Luo W, Wang X, Meyers C, Wannenmacher N, Sirisaksoontorn W, Lerner MM, Ji X - Sci Rep (2013)

Bottom Line: Magnesiothermic reduction can directly convert SiO2 into Si nanostructures.Despite intense efforts, efficient fabrication of highly nanoporous silicon by Mg still remains a significant challenge due to the exothermic reaction nature.By employing table salt (NaCl) as a heat scavenger for the magnesiothermic reduction, we demonstrate an effective route to convert diatom (SiO2) and SiO2/GeO2 into nanoporous Si and Si/Ge composite, respectively.

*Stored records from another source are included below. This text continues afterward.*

PR #192, opened 2021-11-18
Fix Travis CI badge in README

SebastianAigner:
This changes the URL to point to the correct Travis CI badge.


oshai:
thanks for the fix!

PR #197, opened 2021-11-19
make travis jobs run on the same stage

oshai:
to make them run in parallel


oshai:
moving from travis to gh actions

View Article: PubMed Central - PubMed

Affiliation: Department of Chemistry, Oregon State University, Corvallis, Oregon 97331, USA.

ABSTRACT
Magnesiothermic reduction can directly convert SiO2 into Si nanostructures. Despite intense efforts, efficient fabrication of highly nanoporous silicon by Mg still remains a significant challenge due to the exothermic reaction nature. By employing table salt (NaCl) as a heat scavenger for the magnesiothermic reduction, we demonstrate an effective route to convert diatom (SiO2) and SiO2/GeO2 into nanoporous Si and Si/Ge composite, respectively. Fusion of NaCl during the reaction consumes a large amount of heat that otherwise collapses the nano-porosity of products and agglomerates silicon domains into large crystals. Our methodology is potentially competitive for a practical production of nanoporous Si-based materials.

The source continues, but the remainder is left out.